*Task directions*. Nothing but an exact copy of the data should be output.

= Beginning of Section =

PR #113, opened 2017-08-28
[WIP] Proof of concept for summarizing all validation errors.

groutr:
This is a proof of concept for generating a message that summarizes all the validation errors of a notebook.  Feedback needed.  

The idea is that we would have an exception that contains the collection of ValidationErrors generated by iter_validate.  Then [this code](https://github.com/jupyter/notebook/blob/da2d54f73e5aa2f8f5285b2e477b15407dc2e9c3/notebook/services/contents/manager.py#L305-L313) would probably be modified so it will call the new exception's `__str__`.  I'm not sure why it picks out the message and instance from the exception instead of calling the existing custom `__str__` method.

### DIFF
--- a/nbformat/validator.py
+++ b/nbformat/validator.py
@@ -196,6 +196,23 @@ class NotebookValidationError(ValidationError):
     if sys.version_info >= (3,):
         __str__ = __unicode__
 
+class ValidationWarnings(ValidationError):
+    """Schema validation warnings container class.
+
+    Designed to allow enumeration of all errors"""
+    def __init__(self, errors):
+        self.errors = tuple(errors)
+
+    def __unicode__(self):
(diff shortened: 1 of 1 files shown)


Carreau:
Tagging as `closed-PR`, and closing as this is seem to have stalled a bit. 
This is just to keep the PR queue a bit shorter and focusing on what is actually worked on.
Feel free to reopen, (or ask for reopening if you don't have enough right to do so). 
If you were not the original author, and want to revive this, please feel free to do so. 

Also, we are doing our best to enable people to learn how to contribute to the project, and get commits in. If you are missing time or have any other issues that prevent you to work on that, please feel free to tell us, we can try to build on top of what you did. 

Thanks a lot and looking forward to see this moving forward again.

= End of Section =

*Solution for this task*.
PR #113, opened 2017-08-28
[WIP] Proof of concept for summarizing all validation errors.

groutr:
This is a proof of concept for generating a message that summarizes all the validation errors of a notebook.  Feedback needed.  

The idea is that we would have an exception that contains the collection of ValidationErrors generated by iter_validate.  Then [this code](https://github.com/jupyter/notebook/blob/da2d54f73e5aa2f8f5285b2e477b15407dc2e9c3/notebook/services/contents/manager.py#L305-L313) would probably be modified so it will call the new exception's `__str__`.  I'm not sure why it picks out the message and instance from the exception instead of calling the existing custom `__str__` method.

### DIFF
--- a/nbformat/validator.py
+++ b/nbformat/validator.py
@@ -196,6 +196,23 @@ class NotebookValidationError(ValidationError):
     if sys.version_info >= (3,):
         __str__ = __unicode__
 
+class ValidationWarnings(ValidationError):
+    """Schema validation warnings container class.
+
+    Designed to allow enumeration of all errors"""
+    def __init__(self, errors):
+        self.errors = tuple(errors)
+
+    def __unicode__(self):
(diff shortened: 1 of 1 files shown)


Carreau:
Tagging as `closed-PR`, and closing as this is seem to have stalled a bit. 
This is just to keep the PR queue a bit shorter and focusing on what is actually worked on.
Feel free to reopen, (or ask for reopening if you don't have enough right to do so). 
If you were not the original author, and want to revive this, please feel free to do so. 

Also, we are doing our best to enable people to learn how to contribute to the project, and get commits in. If you are missing time or have any other issues that prevent you to work on that, please feel free to tell us, we can try to build on top of what you did. 

Thanks a lot and looking forward to see this moving forward again.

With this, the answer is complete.